Abstract

Lung transplantation is the final treatment option for end-stage lung disease. In this study, we evaluated the individual risk of 1-year mortality at each stage of the lung transplantation process. This was a retrospective analysis of patients undergoing bilateral lung transplantation between January 2014 and December 2019 in three French academic centers. Patients were randomly divided into development and validation cohorts. Three multivariable logistic regression models of 1-year mortality were applied (A) at recipient registration, (B) the graft allocation, and (C) after surgery. The 1-year mortality was predicted for individual patients assigned to three risk groups at time points A-C. The study population consisted of 478 patients with a mean (SD) age of 49.0 (14.3) years. The 1-year mortality rate was 23.0%. There were no significant differences in patient characteristics between the development (n = 319) and validation (n = 159) cohorts.
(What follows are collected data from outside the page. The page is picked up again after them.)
Issue #11163, opened 2026-08-02
convergence: route top-level precompile execution through the shared message processor (the spec branches once, on creation-vs-call, not on recipient code)


pirapira:
Split from #10937, which held three things at three different stages. This is the **structural convergence** slice — the only one of the three still open.

⇒ The other two are **both already gone**, and neither needed a new issue: the EOA-vs-contract split is retired, and the specific precompile defect (`bv_fail=53` on the `precompile_0x0f` row) **does not reproduce on current main** — measured today, see #10937's closing note for both.

## The spec branches once, and not on whether the recipient has code

Re-verified today against the pinned submodule, `execution-specs` `e5a8caf1b`, fork `amsterdam`.

`vm/interpreter.py:110` `process_message_call` branches on **exactly one** condition, `:127`:

```python
tx_state = message.tx_env.state
if message.target == Bytes0(b""):        # creation vs call — the ONLY branch
    if account_deployable(tx_state, message.current_target):
        evm = process_create_message(message)
```

Everything else reaches `process_message` at `:147`. **There is no branch on whether the recipient has code, and none on whether it is a precompile at this level** — the precompile branch lives *inside* the shared processor (`:398`, dispatch at `:401`), after `move_ether` (`:384-390`).

And the sharing is by depth as well as by kind:

| spec function | line | called from |
|---|---|---|
| `process_message_call` | `interpreter.py:110` | **top level only** |
| `process_message` | `interpreter.py:315` | top level (`:147`) **and every CALL-family child frame** (`system.py:373`) |
| `process_create_message` | `interpreter.py:176` | top level (`:129`) **and every CREATE** (`system.py:154`) |

⇒ `move_ether`, the precompile dispatch, and code execution all live in **one** processor, entered identically at depth 0 and depth N. The top-level wrapper picks creation-vs-call and does output accounting, nothing more.

**The guest's separate top-level precompile settlement path is a guest-only structure with no spec counterpart.**

## Why it generates defects rather than being an optimisation detail

The active-precompile adapter is a **settlement** path, not execution-only: it copies into `bv_simple_transfer_tx`, enters `.Lbv_tx_gas_precharge_pc0_prefix`, and `BlockVerdictSimpleTransferPublish` owns intrinsic/state gas, transfer-log publication, and status/window writes before joining `.Lbv_mtx_effects_kept`. ⚠️ **A shared postlude is a join, not evidence that the routes did the same work.**

[...]

PR #11177, opened 2026-08-02
codegen: share precompile selectors and validity-kernel calls

pirapira:
## Summary

Partial structural slice for #11163. The root and child precompile dispatchers now use the same selector branch-table emitter, and the BN254 ADD/MUL/pairing validity-kernel call/status sequence is shared. Caller-specific input staging, gas charging/allotment, output copying, success signaling, continuation, and MTx settlement remain unchanged.

This follows the pinned execution-spec structure: `execution-specs` `interpreter.py:398-401` dispatches a selected precompile from the shared processor after the common message work. The three validity kernels are the same spec operations at `vm/precompiled_contracts/alt_bn128.py:139-164`, `:167-192`, and `:195-223`; only the caller ABI and result sink differ.

## Scope boundaries

- No ECRECOVER/MODEXP root-output changes (the existing items 5/6 exclusions).
- No deletion of the MTx adapter or settlement path; producer re-homing remains a prerequisite.
- No `merge!` label applied.

## Verification

- `LAKE_ARTIFACT_CACHE=false lake build EvmAsm.Codegen.Programs.PrecompileRuntime EvmAsm.Codegen.Programs.BlockVerdictSimpleTransferPrecompileGas EvmAsm.Codegen.Programs.ChildFrameHandlerTails` — 1124/1124 pass.
- `LAKE_ARTIFACT_CACHE=false scripts/codegen-stateless-link-check.sh --out gen-out/11163-selector/candidate-stateless_guest-v4` — full `lake build codegen` (4294 jobs), emission, assembly, and link pass.
- Parent rebuilt from `9bac6a15a32583881155d2f54f01a44606016237` in `/var/tmp/evm-asm3-parent-11163` with the same non-cache command and a separate output.
- Parent and candidate emitted assembly are byte-identical: both 2,067,230 bytes, SHA-256 `d623c646dc85f3914989b357f4a5fd78452bd665ee67c5290554662135ee27b4`.
- The comparison is non-vacuous: candidate ELF SHA-256 `49403d71bca4b62733f4bd51125c3d60b375135aedc677fd4730fca82a9cc3f1`; parent ELF SHA-256 `abcb70d25dd98a5c02d975d71215e47bfc90d0e6d1b35c514fd6896b29a89f3e`.
- Because emitted assembly is byte-identical across independently built parent/candidate artifacts, no EEST sweep is warranted for this behavior-preserving factoring slice.

### DIFF
--- a/EvmAsm/Codegen/Programs/BlockVerdictSimpleTransferPrecompileGas.lean
+++ b/EvmAsm/Codegen/Programs/BlockVerdictSimpleTransferPrecompileGas.lean
@@ -36,25 +36,25 @@ def blockVerdictSimpleTransferPrecompileGasAsm : String :=
   "  mv t0, t2; addi t0, t0, 72\n" ++
   precompileAddressClassifyAsm "bv_tx_gas_precharge_pc0" "t0" "t3" "t1" "t4" ++
   "  beqz t3, .Lbv_tx_gas_precharge_value_check\n" ++
-  precompileSelectorBranchesAsm "t3" "t4"
-    [ (1, ".Lbv_simple_transfer_precompile_ecrecover")
-    , (2, ".Lbv_simple_transfer_precompile_sha256")
-    , (3, ".Lbv_simple_transfer_precompile_ripemd160")
-    , (4, ".Lbv_simple_transfer_precompile_identity")
-    , (5, ".Lbv_simple_transfer_precompile_modexp")
-    , (6, ".Lbv_simple_transfer_precompile_ecadd")
-    , (7, ".Lbv_simple_transfer_precompile_ecmul")
-    , (8, ".Lbv_simple_transfer_precompile_ecpairing")
-    , (9, ".Lbv_simple_transfer_precompile_blake2f")
-    , (10, ".Lbv_simple_transfer_precompile_point_eval")
-    , (11, ".Lbv_simple_transfer_precompile_bls_g1add")
-    , (12, ".Lbv_simple_transfer_precompile_bls_g1msm")
-    , (13, ".Lbv_simple_transfer_precompile_bls_g2add")
-    , (14, ".Lbv_simple_transfer_precompile_bls_g2msm")
-    , (15, ".Lbv_simple_transfer_precompile_bls_pairing")
-    , (16, ".Lbv_simple_transfer_precompile_bls_map_g1")
-    , (17, ".Lbv_simple_transfer_precompile_bls_map_g2")
-    , (256, ".Lbv_simple_transfer_precompile_p256") ] ++
+  precompileSelectorBranchesAsm "t3" "t4" true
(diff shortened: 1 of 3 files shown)


pirapira:
Labelled — `build` SUCCESS, and the evidence here is the strongest form available for a refactor.

**Parent and candidate emit byte-identical assembly**: 2,067,230 bytes, sha256 `d623c646…` on both sides, from full 4294-job codegen builds in separate trees. **That covers every input, not 200 sampled rows** — no EEST sweep could strengthen it, and this PR correctly declines to run one. A refactor that changes *which* Lean function emits the text without changing the text is the one case where the strongest evidence is also the cheapest.

**The first attempt used `--no-build` after a targeted three-module build.** A targeted build doesn't rebuild dependents, so the link check can pass against a stale artefact and report success either way. Re-run without it, plus a from-scratch parent build, is what makes the identity non-vacuous rather than a statement that nothing was regenerated.

## The ELF-sha discrepancy, and what it means beyond this PR

The two `.s` files are identical while the ELF shas differ (`49403d71` vs `abcb70d2`). If the ELF were a pure function of that `.s` they would match — so the ELF depends on something outside the file being diffed. That admits a benign reading (embedded build metadata) and an alarming one (the link consumes units the diff never covered). The author settled it rather than assuming:

- `riscv64-unknown-elf-objdump -d` bodies byte-identical after the filename header
- `riscv64-unknown-elf-nm -n` byte-identical
- `.text` 409896, `.data` 21360, `.riscv.attributes` 45 — all identical
- ELF bytes identical through `0x6b3a0`; divergence begins at `0x6b548` in `.strtab`, because one build embeds `stateless_guest-parent.o` and the other `candidate-stateless_guest-v4.o`

⇒ **The loaded image is identical. The sha differs only in non-loadable symbol-string metadata.**

**The general rule, which applies well beyond this PR:** an **ELF sha is a build-identity instrument, not a behavioural one.** Two distinct shas prove two real builds happened — which is exactly why "verify the legs differ as ELFs" remains a valid guard against quoting a null from a comparison that never ran a second binary. But distinct shas do **not** establish that behaviour differs. The implication runs one way only: a behavioural change forces `.text` to differ and therefore the sha, so sha-difference is *necessary but not sufficient*.

Worth noting because ELF shas are quoted as evidence constantly here, including by me on another PR an hour ago. Using `riscv64-unknown-elf-objdump` matters too — plain `objdump` silently emits nothing on these images, and an empty diff reads exactly like agreement.

**Scope is right and deliberately narrow.** The shared emitter covers dispatch only; caller input staging, gas charging, output copying, success signalling, continuation and MTx settlement stay local — matching `interpreter.py:398-401`, which shares the dispatch rather than the surrounding frame work. Items 5/6 stay excluded, and the MTx adapter deletion remains gated on producer re-homing. That gate is what `bb22567a9` skipped to produce #10786.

The models analyzed recipient, donor, and intraoperative variables. The discriminatory power (area under the receiver operating characteristic curve) was 0.67 (0.62-0.73), 0.70 (0.63-0.77), and 0.82 (0.77-0.88), respectively, in the development cohort, 0.74 (0.64-0.85), 0.76 (0.66-0.86) and 0.87 (0.79 - 0.95), respectively, in the validation cohort. Survival rates were significantly different among the low- (< 15%), intermediate- (15%-45%), and high-risk (> 45%) groups in both cohorts. Risk prediction models allow estimation of the 1-year mortality risk of individual patients during the lung transplantation process. These models may help caregivers identify high-risk patients at times A-C, and reduce the risk at subsequent time-points.